Trump legt seit Tagen nahe, dass es sich bei dem mutmaßlichen Informanten um einen von der Regierung seines Vorgängers Barack Obama in seinem Wahlkampfteam platzierten Maulwurf gehandelt haben könnte. "Wenn das der Fall ist, ist es größer als Watergate", twitterte Trump am Donnerstag in Anspielung auf die gleichnamige Affäre, in deren Verlauf der damalige Präsident Richard Nixon 1974 wegen des Skandals um einen Lauschangriff auf die Demokraten zurückgetreten war.

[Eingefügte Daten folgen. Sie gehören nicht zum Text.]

PR #393, opened 2025-07-25
Revert "Remove need for wildcard receive in readyfordata ack (#373)"

wence-:
This reverts commit a47eece9ed7da9a4aeb3dec91bab2a4d1fcd468e.


wence-:
Saw another test suite failure, so reverting until we can figure things out.

pentschev (approved):

PR #396, opened 2025-07-28
Disable scanning for C++ files

pentschev:
Building 25.10 wheels packages fail due to the use of GCC 14, https://github.com/rapidsai/kvikio/pull/749/ implements a fix for that case that will probably fix it here as well.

Vertreter vom Trumps republikanischer Partei fordern mehr Informationen zu der mutmaßlichen Geheimdienstquelle. Demokratische Abgeordnete wiesen das zurück: Die republikanischen Kongressabgeordneten wollten ihre Position ausnutzen, um eine FBI-Quelle zu enttarnen, nur um die Ermittlungen zur mutmaßlichen russischen Einmischung in den Präsidentschaftswahlkampf zu untergraben, kritisierte Senator Mark Warner vom Geheimdienstausschuss des Senats.

"Trumps Behauptung eines 'Spions' ist Quatsch", twittterte der Abgeordnete Adam Schiff. Die Forderung nach einer Untersuchung durch das Justizministerium sei ein Machtmissbrauch, Trump wolle damit lediglich von seinen wachsenden juristischen Problemen ablenken.

Trumps Anwalt Rudy Giuliani sagte unterdessen der "New York Times" am Sonntag, Muellers Büro habe mitgeteilt, die Ermittlungen bis 1. September abschließen zu wollen. Allerdings hänge der Zeitplan davon ab, ob Trump wie geplant Mitte Juli gegenüber Mueller aussagen werde. Er selbst wolle, dass die Ermittlungen bis Anfang September vorüber seien, sagte Giuliani dem Sender Fox. Damit sollten Auswirkungen auf die Teilwahlen zum Kongress im November vermieden werden.